Prof. Walsh and Ms DeChello reply

To the Editor:

Ms Rubin's letter indeed raises points that deserve additional scientific scrutiny. Following publication of our article we received much correspondence that, like this letter, suggests a wider spectrum of occupational exposures among teachers than we considered and that points to the occurrence of additional, nonautoimmune, occupation related illness in this profession. It seems that many teachers suspect that something about the teaching profession affects their health in unusual ways, but that, prior to publication of our paper, no scientific evidence was available to support their suspicions.

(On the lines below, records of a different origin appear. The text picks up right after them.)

PR #97, opened 2015-01-12
Add one and one! to Reader

aflatter:
There we go.

### DIFF
--- a/lib/rom/reader.rb
+++ b/lib/rom/reader.rb
@@ -58,6 +58,36 @@ module ROM
       mapper.process(relation) { |tuple| yield(tuple) }
     end
 
+    # Returns a single tuple from the relation if there is one.
+    #
+    # @raise [ROM::TupleCountMismatchError] if the relation contains more than
+    #   one tuple
+    #
+    # @api public
+    def one
+      if relation.count > 1
+        raise(
+          TupleCountMismatchError,
+          'The relation consists of more than one tuple'
+        )
+      else
+        mapper.process(relation).first
+      end
+    end
+
+    # Like [one], but additionally raises an error if the relation is empty.
+    #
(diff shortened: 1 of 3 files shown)


lib/rom/reader.rb
```diff
@@ -58,6 +58,36 @@ def each
...
+    def one
+      if relation.count > 1
+        raise(
+          TupleCountMismatchError,
+          'The relation consists of more than one tuple'
+        )
+      else
+        mapper.process(relation).first
+      end
+    end
```
solnic: That's an interesting situation - this introduces a requirement that every relation must respond to `count` (provided by the adapter). Commands also require this interface but for simple read-only data sources an adapter wouldn't have to care about that. If we use `count` here we'd introduce a new required interface for *all* adapters. Hmmmm

lib/rom/reader.rb
```diff
@@ -58,6 +58,36 @@ def each
...
+    # @raise [ROM::TupleCountMismatchError] if the relation does not contain
+    #   exactly one tuple
+    #
+    # @api public
+    def one!
+      one || raise(
+        TupleCountMismatchError,
+        'The relation does not contain any tuples'
+      )
+    end
```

Our decision to focus on infectious agents as a possible explanation of excess autoimmune disease mortality among teachers was motivated by 2 factors. First, each of the individual autoimmune diseases that exhibited significant excess mortality in teachers was associated with a possible bacterial or viral trigger in earlier research studies. Second, there is documentation supporting a role for schools in facilitating transmission of each of the implicated infectious agents.

The hypothesis that greater exposure to infections could lead to greater autoimmune disease incidence among teachers was not meant to exclude other plausible explanations of our findings. However, we are not aware of any other class of environmental exposures that, based on published evidence, appears to constitute both a risk factor for multiple autoimmune diseases and an exposure associated with the school environment.

We agree that concentrations of molds, pesticides, or other environmental toxins in school buildings carry the potential to affect health. The prevalence of such exposures in schools has yet to be systematically documented, and associations between those exposures and autoimmune disease incidence have yet to be reported. In this regard it is important to recognize that the findings presented in our paper relate only to autoimmune diseases. The relevance of our findings to frequent reports of allergies, asthma, or other syndromes among students and teachers is not clear.

We hope that our study broadly motivates further research regarding exposures present in the school environment and the degree to which those exposures affect morbidity of all kinds in students and teachers. More specifically, we hope the study reveals the opportunity that schools and the teaching profession provide for identifying factors that trigger autoimmune pathogenesis.

STEPHEN J. WALSH, ScD; LAURIE M. DeCHELLO, BA, Department of Community Medicine, University of Connecticut Health Center, 263 Farmington Avenue, Farmington, CT 06030-6325, USA.